The fitting of the Weber–Morris model to the kinetics data (Table 1, Fig. S3 (ESM_1.pdf)) indicates that the rate of diffusion was maximum for CBZ (4.43–5.07 mg/g/\(\surd \)min) followed by DCF (1.83–3.22 mg/g/\(\surd \)min) and IBP (0.8–1.07 mg/g/\(\surd \)min) by both the ACs. This observation was also in accordance with the sorption data that suggests CBZ has more affinity towards sorption active sites of ACs, as indicated earlier. The model fit (Fig. S3 (ESM_1.pdf)) indicates that for DCF, when ACEco was used as the adsorbent, the qt varies linearly with √t, and the line passes through the origin. This possibly implies that the rate of sorption of DCF by ACEco is likely to be limited by the intraparticle diffusion process [23]. Fitting the Weber Morris model to the kinetics data for IBP and CBZ by both the ACs and of DCF by ACDarco indicates multiple lines that were not passing through the origin can fit the data. This observation probably suggests that adsorption was being limited by multiple processes that include bulk phase mass transfer, boundary layer diffusion, and solid-phase mass transfer.

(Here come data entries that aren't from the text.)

PR #145, opened 2017-11-06
Prefer level shortcuts insetad of config files in readme

OndraM:
I read from top to bottom, meaning I first struggled to get the proper path to yml file for `--config` option working (the readme contained a wrong example - which I also fixed).

Only after I made it, I found on next line in the readme I could just use the shortcut 🙃 .

IMHO the shortcut for `--level` is more simpler usage, and the `--config` is meant for some specific use-cases, so I would first suggest using this one, which will IMHO work for most of people.

### DIFF
--- a/README.md
+++ b/README.md
@@ -34,13 +34,18 @@ E.g. Do you need to upgrade to Nette 2.4?
 1. Run rector on your `/src` directory
 
 ```bash
-vendor/bin/rector process src --config vendor/bin/rector/src/config/level/nette/nette24.yml
+vendor/bin/rector process src --level nette24
 ```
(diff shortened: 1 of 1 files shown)


TomasVotruba:
The goal of this show functionality then magic. It's less obvious now.

Could you add not that `level` is just shortucs to  `src/config/level/*` directory?

Thanks for fixing wrong path!

OndraM:
Ok, what about like this?

(Or feel free to edit the commit manually on merge :-) ).

TomasVotruba:
Perfect! :+1: 

Thanks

$${{q}_{t}} = {{q}_{{e1}}}(1 - ~{{e}^{{ - {{k}_{1}}~t}}})$$
(1)
$${{q}_{t}} = \frac{{q_{{e2}}^{2}~{{k}_{2}}~t}}{{1 + ~{{k}_{{2~}}}t~{{q}_{{e2}}}}}$$
(2)
$${{q}_{t}} = {{k}_{3}}\sqrt t + C$$
(3)

where \({{q}_{t}}\) is sorption at time t, \({{q}_{{e1}}}~\,\,{\text{and }}~{{q}_{{e2}}}~\) fitted value of equilibrium sorption for pseudo-first-order and pseudo-second-order kinetic model, k1, k2, and k3 the rate constant fitted to pseudo-first-order, pseudo-second-order and Webber–Morris model, respectively.

CONCLUSIONS

The pharmaceuticals such as ibuprofen (IBP), diclofenac (DCF), and carbamazepine (CBZ) have a wide range of applications, and trace amounts of those contaminants are detected in different components of the environment. The removal of IBP, DCF, and CBZ by coconut shell (ACEco) and lignite (ACDarco) derived activated carbon-based adsorbent after and before impregnation of cerium were assessed. The removal efficiencies of the selected pharmaceuticals by those ACs were reported in the range of 76.7–100% and 66.2–99.7% when the pharmaceuticals are applied as a single entity or as a mixture in a solution, respectively. In the case of IBP and DCF, the removal efficiencies were noted to decrease slightly by ACEco and ACEco-Ce when the mix of pharmaceuticals is used compared to that when individual pharmaceuticals was applied. Furthermore, the results show that the impregnation of Ce in both types of ACs has not improved the removal efficiencies of the pharmaceuticals. Thus, for further studies, only ACEco and ACDarco were taken as the reference adsorbents. The sorption kinetics of IBP (for both ACEco and ACDarco) and CBZ (ACEco) were best fitted to the pseudo-first-order kinetics model, where the sorption of DCF (both for ACEco and ACDarco) and CBZ (ACDarco) were found to have a better fit to the pseudo-second-order kinetics model. Overall, the study indicates, both ACEco and ACDarco can be effectively used for the removal of IBP, DCF, and CBZ from water, and the performance was promising when those are present in a mixture in the solution which is likely to be present in the natural condition.